The addition of a 230V element is strongly advised, as this gives you absolute control and the ability to roast in all conditions and temperatures (also you loose a few % points of power in the scr controller itself e.g. up to 30-40W)


----------



## mathof

Thank you for your advice. I was wondering if I would be advised to make this mod. I'd happy to take it on, but I have none if the relevant electrical knowledge or experience. I can do mechanical adjustments and even some simple mods on my lever machines and hand grinder, but this seems another thing.

Matt


----------



## Rob1

The instructions are detailed.
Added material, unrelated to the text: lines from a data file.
PR #77, opened 2019-09-17
(SERVER-2529) Add ReferencePool

Magisus:
This adds a new implementation of the LockablePool interface,
that only maintains one JRuby instance and simply hands out multiple
references to it on a borrow request. The pool can be locked and
unlocked just like the JRubyPool.

The main semantic difference is that the pool can only be cleared
(and the instance unregistered) when all borrows have been returned.
This prevents us from deleting a JRuby instance out from under a
thread that is still using it.

Notable changes to the Clojure code surrounding the pool implemenation are:

1) Which pool is used can be toggled via the `jruby-puppet.multithreaded`
setting in the tk config.

2) The addition of a JRubyPool protocol that defines different methods
for clearing an individual instance and for clearing the whole pool.
This was necessary because the ReferencePool cannot meaningfully clear a
single instance -- clearing the instance is more or less equivalent to
clearing the whole pool, and therefore blocks on all the borrowed
references being returned. The new protocol handles this polymorphism.

### DIFF
--- a/src/clj/puppetlabs/services/jruby_pool_manager/impl/jruby_agents.clj
+++ b/src/clj/puppetlabs/services/jruby_pool_manager/impl/jruby_agents.clj
@@ -5,19 +5,24 @@
             [puppetlabs.kitchensink.core :as ks]
             [puppetlabs.services.jruby-pool-manager.jruby-schemas :as jruby-schemas]
             [puppetlabs.i18n.core :as i18n]
-            [slingshot.slingshot :as sling])
+            [slingshot.slingshot :as sling]
+            [puppetlabs.services.protocols.jruby-pool :as pool-protocol])
   (:import (clojure.lang IFn IDeref)
-           (puppetlabs.services.jruby_pool_manager.jruby_schemas PoisonPill JRubyInstance)
+           (puppetlabs.services.jruby_pool_manager.jruby_schemas PoisonPill
+                                                                 JRubyInstance
+                                                                 ReferencePoolContext
+                                                                 JRubyPoolContext)
            (java.util.concurrent TimeUnit TimeoutException)))
 
 ;;;;;;;;;;;;;;;;;;;;;;;;;;;;;;;;;;;;;;;;;;;;;;;;;;;;;;;;;;;;;;;;;;;;;;;;;;;;;;;
 ;;; Private
 
+
 (schema/defn ^:always-validate
   next-instance-id :- schema/Int
   [id :- schema/Int
    pool-context :- jruby-schemas/PoolContext]
-  (let [pool-size (jruby-internal/get-pool-size pool-context)
+  (let [pool-size (jruby-internal/get-instance-count pool-context)
         next-id (+ id pool-size)]
     (if (> next-id Integer/MAX_VALUE)
       (mod next-id pool-size)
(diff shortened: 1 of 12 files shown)


src/clj/puppetlabs/services/jruby_pool_manager/impl/jruby_agents.clj
```diff
@@ -45,6 +50,92 @@
...
+  [pool-context instance cleanup-fn]
+  (let [pool-state (jruby-internal/get-pool-state-container pool-context)
+        pool (jruby-internal/get-pool pool-context)
+        config (:config pool-context)
+        _ (.releaseItem pool instance)]
+    (when (not (:flush-pending @pool-state))
+      ;; trigger a flush of the Jruby pool if one hasn't already
+      ;; been started
+      (try
+        (do
```
pcarlisle: you don't need a `do` within a `try`

Magisus:
For reference, this pre-commit squash: https://github.com/Magisus/jruby-utils/commits/ref-pool-messy

Magisus:
Some of the code could definitely be cleaned up, but I'm going to do some more functional testing first.

src/clj/puppetlabs/services/jruby_pool_manager/impl/jruby_agents.clj
```diff
@@ -45,6 +50,92 @@
...
+        (log/info (i18n/trs "Finished creating JRubyInstance 1 of 1"))
+        (swap! pool-state assoc :flush-pending false)
+        (catch Exception e
+          (.clear pool)
+          (.unlock pool)
+          (jruby-internal/insert-poison-pill pool e)
+          (throw (IllegalStateException.
+                   (i18n/trs "There was a problem flushing the pool.")
+                   e)))
+        (finally
```
pcarlisle: Why does this function always unlock the pool but `flush-reference-pool-instance!` leaves it locked if there's an error

src/clj/puppetlabs/services/jruby_pool_manager/impl/jruby_agents.clj
```diff
@@ -45,6 +50,92 @@
...
+          (.releaseItem pool instance))
+        (.clear pool)
+        (when refill?
+          (jruby-internal/create-pool-instance! pool 1 (:config pool-context)
+                                                (partial send-flush-instance! pool-context)))
+        (log/info (i18n/trs "Finished creating JRubyInstance 1 of 1"))
+        (swap! pool-state assoc :flush-pending false)
+        (catch Exception e
+          (.clear pool)
+          (.unlock pool)
```
pcarlisle: this unlock is redundant with the one in the finally clause

src/clj/puppetlabs/services/jruby_pool_manager/impl/jruby_pool_manager_core.clj
```diff
@@ -2,18 +2,24 @@
...
-    {:config config
-     :internal {:modify-instance-agent (jruby-agents/pool-agent shutdown-on-error-fn)
-                :pool-state (atom (jruby-internal/create-pool-from-config config))
-                :event-callbacks (atom [])}}))
+  (let [shutdown-on-error-fn (get-in config [:lifecycle :shutdown-on-error])
+        pool-state (if (:multithreaded config)
+                     (atom (jruby-internal/create-reference-pool-from-config config))
+                     (atom (jruby-internal/create-pool-from-config config)))
+        pool-context-internal {:modify-instance-agent (jruby-agents/pool-agent shutdown-on-error-fn)
+                               :pool-state            pool-state
```
pcarlisle: i know this is controversial historically, but i think we agreed eventually that it's better not to align the second column like this

src/clj/puppetlabs/services/jruby_pool_manager/impl/jruby_agents.clj
pcarlisle: It's not clear to me how much the state matters when there's an error, but if it does it seems inconsistent

Magisus: I think they should both unlock. That's an oversight.

pcarlisle: You probably want to acquire the lock outside of the try, so you don't try to unlock in the case where you didn't successfully lock.

src/clj/puppetlabs/services/jruby_pool_manager/impl/jruby_agents.clj
```diff
@@ -45,6 +50,92 @@
...
+(schema/defn flush-reference-pool!
+  [pool-context
+   refill?
+   on-complete]
+  (let [pool-state (jruby-internal/get-pool-state-container pool-context)
+        pool (:pool (jruby-internal/get-pool-state pool-context))
+        cleanup-fn (get-in pool-context [:config :lifecycle :cleanup])]
+    (when (not (:flush-pending @pool-state))
+      (try
+        (swap! pool-state assoc :flush-pending true)
```
pcarlisle: This is racy since you test and set separately.

pcarlisle: Also it won't be set back in case of failure.

Magisus: Note to self: use `compare-and-set!` here

Magisus:
There are still enough issues with this (particularly in flushing semantics) that I've gone back to the drawing board (literally) and after talking with Justin, want to play around with adding a more robust pool abstraction above the Java locking queue implementation.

It's really quite easy. The hardest thing for me was adding a heatsink. Despite getting a thickness that should have fit I found it was impossible to get the dial on and had to craft an entirely new heatsink with prongs and a hole for the screw by cutting and drilling a bit of aluminium sheet. As Dave says though, there are sir power controllers available now and I wish I knew that when I did the mod.

How do the two coffees compare?

What is the acidity like? Fruity, Clean, Sharp, Sour? Is it up front and short lived or integrated? Etc

What is the body like? Thin, syrupy, fatty, a weird combo?

How sweet is it and what type of sweetness? Malty, cloying, candy? How prominent is it?

Going a shade lighter would probably help get closer to it. Yours appears to be on the edge of second crack but also don't seem to have expanded as much as the BB ones. How long did first crack last for? Time from yellow to first?


----------



## mathof

Rob1 said:


> What is the acidity like? Fruity, Clean, Sharp, Sour? Is it up front and short lived or integrated? Etc
> 
> What is the body like? Thin, syrupy, fatty, a weird combo?
> 
> How sweet is it and what type of sweetness? Malty, cloying, candy? How prominent is it?
> 
> Going a shade lighter would probably help get closer to it. Yours appears to be on the edge of second crack but also don't seem to have expanded as much as the BB ones. How long did first crack last for? Time from yellow to first?


Your questions make me realise how little I know about tasting coffee and the relevant descriptors. I simply can't answer your questions but I will think about them as I go on tasting these coffees. I also have trouble answering the timing questions as I'm never sure when I actually hear first crack begin and end, although with the aid of cardboard tube at the outlet of the chaff collector I can tell when it is rolling along fairly robustly.

Matt


----------



## froggystyle

Stay away from 2nd crack if you want more of the beans natural notes in the cup would be my advice.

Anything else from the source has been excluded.